(Beginning of Information supplied)
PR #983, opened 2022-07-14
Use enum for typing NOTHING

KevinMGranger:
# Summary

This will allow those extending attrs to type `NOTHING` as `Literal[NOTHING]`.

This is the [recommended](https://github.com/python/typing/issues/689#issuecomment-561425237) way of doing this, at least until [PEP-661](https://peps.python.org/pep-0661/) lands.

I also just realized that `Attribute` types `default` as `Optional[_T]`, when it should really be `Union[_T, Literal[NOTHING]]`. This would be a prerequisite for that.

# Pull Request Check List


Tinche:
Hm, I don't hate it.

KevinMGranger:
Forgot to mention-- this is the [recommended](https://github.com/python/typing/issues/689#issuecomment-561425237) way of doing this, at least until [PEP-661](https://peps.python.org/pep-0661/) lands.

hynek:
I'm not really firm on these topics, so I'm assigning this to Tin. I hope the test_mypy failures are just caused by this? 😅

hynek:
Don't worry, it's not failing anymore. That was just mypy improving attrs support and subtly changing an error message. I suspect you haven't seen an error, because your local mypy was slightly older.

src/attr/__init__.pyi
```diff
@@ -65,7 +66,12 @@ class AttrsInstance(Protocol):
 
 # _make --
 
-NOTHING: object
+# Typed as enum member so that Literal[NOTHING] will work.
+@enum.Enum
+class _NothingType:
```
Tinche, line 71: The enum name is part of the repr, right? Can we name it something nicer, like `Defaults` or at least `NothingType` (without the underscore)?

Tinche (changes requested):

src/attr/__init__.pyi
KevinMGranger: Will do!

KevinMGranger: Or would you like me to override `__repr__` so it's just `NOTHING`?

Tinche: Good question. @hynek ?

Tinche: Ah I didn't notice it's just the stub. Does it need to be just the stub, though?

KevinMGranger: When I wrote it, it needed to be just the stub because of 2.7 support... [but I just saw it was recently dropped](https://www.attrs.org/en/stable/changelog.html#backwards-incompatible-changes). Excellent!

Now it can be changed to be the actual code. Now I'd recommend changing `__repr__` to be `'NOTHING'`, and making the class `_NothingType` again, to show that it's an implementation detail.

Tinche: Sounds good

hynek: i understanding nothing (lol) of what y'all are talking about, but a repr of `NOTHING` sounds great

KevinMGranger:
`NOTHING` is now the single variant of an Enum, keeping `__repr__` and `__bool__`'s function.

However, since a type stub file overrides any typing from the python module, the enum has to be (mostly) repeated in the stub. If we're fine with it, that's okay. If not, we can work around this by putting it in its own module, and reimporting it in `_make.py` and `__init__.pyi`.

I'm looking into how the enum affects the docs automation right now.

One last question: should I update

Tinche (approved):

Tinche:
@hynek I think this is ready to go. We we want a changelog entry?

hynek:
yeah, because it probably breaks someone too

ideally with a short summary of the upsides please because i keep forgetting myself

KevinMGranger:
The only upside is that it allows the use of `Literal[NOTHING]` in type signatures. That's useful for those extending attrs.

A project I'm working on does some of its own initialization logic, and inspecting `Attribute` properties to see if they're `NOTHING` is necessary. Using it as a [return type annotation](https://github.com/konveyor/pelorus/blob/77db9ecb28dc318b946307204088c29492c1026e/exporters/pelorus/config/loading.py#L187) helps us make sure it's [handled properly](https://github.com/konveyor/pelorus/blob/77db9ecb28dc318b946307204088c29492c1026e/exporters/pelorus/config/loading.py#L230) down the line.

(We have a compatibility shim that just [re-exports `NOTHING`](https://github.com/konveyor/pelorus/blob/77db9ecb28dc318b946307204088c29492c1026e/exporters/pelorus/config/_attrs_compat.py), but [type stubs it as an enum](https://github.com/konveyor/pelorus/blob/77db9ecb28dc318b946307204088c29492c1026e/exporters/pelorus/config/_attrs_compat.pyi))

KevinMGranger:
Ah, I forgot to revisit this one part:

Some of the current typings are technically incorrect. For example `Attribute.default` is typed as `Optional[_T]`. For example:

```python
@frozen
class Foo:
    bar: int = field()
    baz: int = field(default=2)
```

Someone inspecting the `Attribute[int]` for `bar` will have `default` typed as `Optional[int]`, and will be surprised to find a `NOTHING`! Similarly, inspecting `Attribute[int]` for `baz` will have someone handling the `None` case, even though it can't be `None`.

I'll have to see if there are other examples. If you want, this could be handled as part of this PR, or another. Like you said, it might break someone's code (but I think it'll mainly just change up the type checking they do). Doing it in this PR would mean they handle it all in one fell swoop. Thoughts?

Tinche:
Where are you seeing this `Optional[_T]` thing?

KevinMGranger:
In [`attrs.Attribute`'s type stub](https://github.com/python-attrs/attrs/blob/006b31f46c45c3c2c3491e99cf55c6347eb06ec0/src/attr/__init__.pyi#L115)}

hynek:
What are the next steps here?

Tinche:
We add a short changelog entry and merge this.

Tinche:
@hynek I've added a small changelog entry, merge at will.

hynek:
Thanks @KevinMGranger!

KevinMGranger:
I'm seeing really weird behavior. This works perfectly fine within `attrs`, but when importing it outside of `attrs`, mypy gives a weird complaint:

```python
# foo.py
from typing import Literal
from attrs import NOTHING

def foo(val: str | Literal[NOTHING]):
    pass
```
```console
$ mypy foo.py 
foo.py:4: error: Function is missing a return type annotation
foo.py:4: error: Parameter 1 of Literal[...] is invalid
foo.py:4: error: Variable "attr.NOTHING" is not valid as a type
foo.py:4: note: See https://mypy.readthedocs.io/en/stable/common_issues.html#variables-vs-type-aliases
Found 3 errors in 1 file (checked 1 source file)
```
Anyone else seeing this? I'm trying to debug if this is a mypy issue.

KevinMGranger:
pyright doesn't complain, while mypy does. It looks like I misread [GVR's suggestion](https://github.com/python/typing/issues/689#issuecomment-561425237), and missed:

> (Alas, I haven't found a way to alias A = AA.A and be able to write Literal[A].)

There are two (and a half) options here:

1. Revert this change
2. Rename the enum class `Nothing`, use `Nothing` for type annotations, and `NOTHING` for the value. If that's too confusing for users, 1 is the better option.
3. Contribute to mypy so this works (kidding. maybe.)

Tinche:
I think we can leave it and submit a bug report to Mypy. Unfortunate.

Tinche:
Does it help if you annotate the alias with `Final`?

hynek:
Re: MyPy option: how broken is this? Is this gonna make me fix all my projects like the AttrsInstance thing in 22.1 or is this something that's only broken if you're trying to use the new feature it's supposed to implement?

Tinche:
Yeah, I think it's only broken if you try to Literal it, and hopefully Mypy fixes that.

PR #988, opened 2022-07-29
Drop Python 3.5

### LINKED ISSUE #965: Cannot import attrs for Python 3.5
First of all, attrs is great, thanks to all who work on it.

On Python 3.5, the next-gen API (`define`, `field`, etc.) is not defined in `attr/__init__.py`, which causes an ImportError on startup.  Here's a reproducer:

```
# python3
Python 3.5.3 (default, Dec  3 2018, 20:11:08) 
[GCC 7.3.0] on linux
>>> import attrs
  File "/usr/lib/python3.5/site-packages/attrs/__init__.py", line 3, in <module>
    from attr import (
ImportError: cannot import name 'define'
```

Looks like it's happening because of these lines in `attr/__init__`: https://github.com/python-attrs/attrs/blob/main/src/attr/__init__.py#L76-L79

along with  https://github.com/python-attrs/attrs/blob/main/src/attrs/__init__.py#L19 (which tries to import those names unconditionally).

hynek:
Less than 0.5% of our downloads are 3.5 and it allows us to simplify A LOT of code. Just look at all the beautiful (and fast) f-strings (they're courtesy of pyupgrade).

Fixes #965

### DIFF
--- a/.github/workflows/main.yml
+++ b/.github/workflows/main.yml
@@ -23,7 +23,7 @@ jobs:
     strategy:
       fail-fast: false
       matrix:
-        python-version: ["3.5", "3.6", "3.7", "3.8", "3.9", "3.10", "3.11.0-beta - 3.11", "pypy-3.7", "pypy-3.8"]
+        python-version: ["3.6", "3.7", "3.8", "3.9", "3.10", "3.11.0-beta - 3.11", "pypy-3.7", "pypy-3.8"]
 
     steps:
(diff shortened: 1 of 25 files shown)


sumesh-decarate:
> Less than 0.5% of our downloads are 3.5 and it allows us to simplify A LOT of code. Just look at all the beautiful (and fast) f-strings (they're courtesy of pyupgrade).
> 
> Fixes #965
(End of Information supplied)
(Beginning of Information supplied)
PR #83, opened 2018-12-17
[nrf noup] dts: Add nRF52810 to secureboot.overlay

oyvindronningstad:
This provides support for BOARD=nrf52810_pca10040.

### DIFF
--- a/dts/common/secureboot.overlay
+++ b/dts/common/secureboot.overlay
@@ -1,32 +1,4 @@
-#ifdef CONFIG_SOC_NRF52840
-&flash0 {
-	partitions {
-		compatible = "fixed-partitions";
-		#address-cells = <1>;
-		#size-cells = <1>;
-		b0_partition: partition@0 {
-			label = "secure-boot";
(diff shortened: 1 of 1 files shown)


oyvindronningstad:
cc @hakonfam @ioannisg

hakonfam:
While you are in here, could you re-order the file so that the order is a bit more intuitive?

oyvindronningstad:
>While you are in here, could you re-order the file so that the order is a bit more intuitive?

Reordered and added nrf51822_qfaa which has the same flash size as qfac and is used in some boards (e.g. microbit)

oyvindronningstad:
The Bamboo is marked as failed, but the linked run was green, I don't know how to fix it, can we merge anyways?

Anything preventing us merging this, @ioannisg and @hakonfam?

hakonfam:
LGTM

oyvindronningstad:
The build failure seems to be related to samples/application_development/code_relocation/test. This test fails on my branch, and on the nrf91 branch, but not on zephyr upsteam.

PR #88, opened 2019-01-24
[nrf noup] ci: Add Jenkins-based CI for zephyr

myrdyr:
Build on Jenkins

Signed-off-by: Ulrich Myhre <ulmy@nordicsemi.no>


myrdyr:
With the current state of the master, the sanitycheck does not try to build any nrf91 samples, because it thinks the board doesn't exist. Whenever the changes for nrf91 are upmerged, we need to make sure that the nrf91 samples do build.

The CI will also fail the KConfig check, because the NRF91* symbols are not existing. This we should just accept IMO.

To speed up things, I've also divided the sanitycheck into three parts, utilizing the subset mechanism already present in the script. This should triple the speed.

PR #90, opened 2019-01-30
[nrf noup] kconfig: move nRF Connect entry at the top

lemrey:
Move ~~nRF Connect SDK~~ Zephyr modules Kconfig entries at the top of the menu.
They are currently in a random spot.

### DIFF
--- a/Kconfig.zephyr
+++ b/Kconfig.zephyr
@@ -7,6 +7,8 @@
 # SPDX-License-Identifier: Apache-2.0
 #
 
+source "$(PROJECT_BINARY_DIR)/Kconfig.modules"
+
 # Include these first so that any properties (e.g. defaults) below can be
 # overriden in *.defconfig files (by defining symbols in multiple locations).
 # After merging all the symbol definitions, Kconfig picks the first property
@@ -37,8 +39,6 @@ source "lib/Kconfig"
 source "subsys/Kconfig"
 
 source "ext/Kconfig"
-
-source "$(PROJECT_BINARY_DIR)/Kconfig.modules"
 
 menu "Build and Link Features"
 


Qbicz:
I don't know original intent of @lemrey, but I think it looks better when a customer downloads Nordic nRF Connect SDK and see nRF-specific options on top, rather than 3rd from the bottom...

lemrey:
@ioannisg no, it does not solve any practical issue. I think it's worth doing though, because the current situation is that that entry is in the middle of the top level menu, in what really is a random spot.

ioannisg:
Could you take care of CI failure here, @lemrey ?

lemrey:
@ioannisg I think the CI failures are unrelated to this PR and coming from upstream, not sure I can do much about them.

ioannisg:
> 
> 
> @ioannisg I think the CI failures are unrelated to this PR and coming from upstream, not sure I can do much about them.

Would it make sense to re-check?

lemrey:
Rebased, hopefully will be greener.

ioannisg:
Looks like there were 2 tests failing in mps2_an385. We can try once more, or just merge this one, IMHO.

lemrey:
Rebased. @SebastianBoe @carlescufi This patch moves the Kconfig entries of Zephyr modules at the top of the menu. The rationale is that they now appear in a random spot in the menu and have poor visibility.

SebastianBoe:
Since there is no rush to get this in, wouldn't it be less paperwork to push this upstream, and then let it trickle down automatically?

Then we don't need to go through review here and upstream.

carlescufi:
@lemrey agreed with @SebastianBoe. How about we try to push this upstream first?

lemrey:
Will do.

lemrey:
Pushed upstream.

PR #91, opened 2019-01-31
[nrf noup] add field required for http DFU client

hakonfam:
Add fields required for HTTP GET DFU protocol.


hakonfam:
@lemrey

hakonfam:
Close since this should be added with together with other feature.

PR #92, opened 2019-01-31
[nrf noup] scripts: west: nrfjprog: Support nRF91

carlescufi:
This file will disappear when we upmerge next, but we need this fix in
(End of Information supplied)
## Required work:
Return each line of the data that contains the string "sure".

## Completed task:
A project I'm working on does some of its own initialization logic, and inspecting `Attribute` properties to see if they're `NOTHING` is necessary. Using it as a [return type annotation](https://github.com/konveyor/pelorus/blob/77db9ecb28dc318b946307204088c29492c1026e/exporters/pelorus/config/loading.py#L187) helps us make sure it's [handled properly](https://github.com/konveyor/pelorus/blob/77db9ecb28dc318b946307204088c29492c1026e/exporters/pelorus/config/loading.py#L230) down the line.
With the current state of the master, the sanitycheck does not try to build any nrf91 samples, because it thinks the board doesn't exist. Whenever the changes for nrf91 are upmerged, we need to make sure that the nrf91 samples do build.
@ioannisg I think the CI failures are unrelated to this PR and coming from upstream, not sure I can do much about them.
> @ioannisg I think the CI failures are unrelated to this PR and coming from upstream, not sure I can do much about them.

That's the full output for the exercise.